Source records ▸
PR #6913, opened 2024-07-15
Core & Internals: Migrate core/did.py to SQLA2 #6640

erlingstaff:

Migrating core/did.py to SQLAlchemy 2.0

### DIFF
--- a/lib/rucio/core/did.py
+++ b/lib/rucio/core/did.py
@@ -79,13 +79,15 @@ def list_expired_dids(
         models.DataIdentifier.did_type,
         models.DataIdentifier.created_at,
         models.DataIdentifier.purge_replicas
+    ).with_hint(
+        models.DataIdentifier,
+        'INDEX(DIDS DIDS_EXPIRED_AT_IDX)',
+        'oracle'
     ).where(
         models.DataIdentifier.expired_at < datetime.utcnow(),
         not_(sub_query),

Task requirements ▸ Across the material above, how many lines include the word "DataIdentifier"? Respond with nothing but the number.

Answer space ▸ 5